Complements sur les extensions entre series principales p-adiques et modulo p de G(F)

TL;DR

This paper completes the classification of extensions between principal series representations of split reductive groups over local fields, revealing new phenomena and computing derived functors related to ordinary parts.

Contribution

It extends previous work by determining all extensions between principal series over F, including non-split and non-generic cases, and computes derived functors of ordinary parts.

Findings

Existence of multiple non-isomorphic non-split extensions between principal series.

Complete description of self-extensions in non-generic cases.

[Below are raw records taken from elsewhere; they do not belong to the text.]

PR #97, opened 2020-05-08
Crawly UI experimental integration

oltarasenko:
This PR contains changes required to make integration of Crawly & CrawlyUI possible.

The code is currently considered experimental. I am testing it quite intensively on related demo instances. However, I would take it into the codebase as a part of the experimental namespace.


Ziinc:
Having it as a separate node just for serving the UI seems like a lot of additional overhead. What are the benefits of doing so?

Could we achieve the same end goal (viewing manager stats in real time) through a Cowboy/phoenix process on the engine node? All stats (crawl speeds, request storage count, parsed items count) are already on the manager process as well.

I also don't think that the http endpoint would be so resource heavy as to require a separate node. After all, there is already the basic http api endpoint

Ziinc:
Additionally, it would make more sense to break up the UI into modular pieces, to facilitate integration into existing code bases.

It would be more likely that the end user of the ui already had an admin dashboard. Instead of having separate dedicated endpoints, perhaps the ui could be in html fragments/iframes that can be embedded into an existing dashboard. For example, if I were to integrate the ui into my own codebase, do a partial integration of the ui, as I already have an existing dashboard (with auth etc).

Ziinc:
Perhaps a conditional Boolean setting for enabling the ui would be enough? Where it would conditionally start up a process from the crawly_ui package

oltarasenko:
> Having it as a separate node just for serving the UI seems like a lot of additional overhead. What are the benefits of doing so?
> Could we achieve the same end goal (viewing manager stats in real time) through a Cowboy/phoenix process on the engine node? All stats (crawl speeds, request storage count, parsed items count) are already on the manager process as well.
> Additionally, it would make more sense to break up the UI into modular pieces, to facilitate integration into existing code bases.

Extension computations between principal series and ordinary representations.

Abstract

We complete the results of a previous article. Let $G$ be a split connected reductive group over a finite extension $F$ of $\mathbb{Q}_p$. When $F=\mathbb{Q}_p$, we determine the extensions between unitary continuous $p$-adic and smooth mod $p$ principal series of $G(\mathbb{Q}_p)$ without assuming the centre of $G$ connected nor the derived group of $G$ simply connected. This shows a new phenomenon: there may exist several non-isomorphic non-split extensions between two distinct principal series. We also complete the computations of self-extensions of a principal series in the non-generic cases when the centre of $G$ is connected. Finally, we determine the extensions of a principal series of $G(F)$ by an "ordinary" representation of $G(F)$ (i.e. parabolically induced from a special representation twisted by a character). In order to do so, we compute Emerton's $\delta$-functor $\mathrm{H^\bullet Ord}_{B(F)}$ of derived ordinary parts with respect to a Borel subgroup on an ordinary representation of $G(F)$.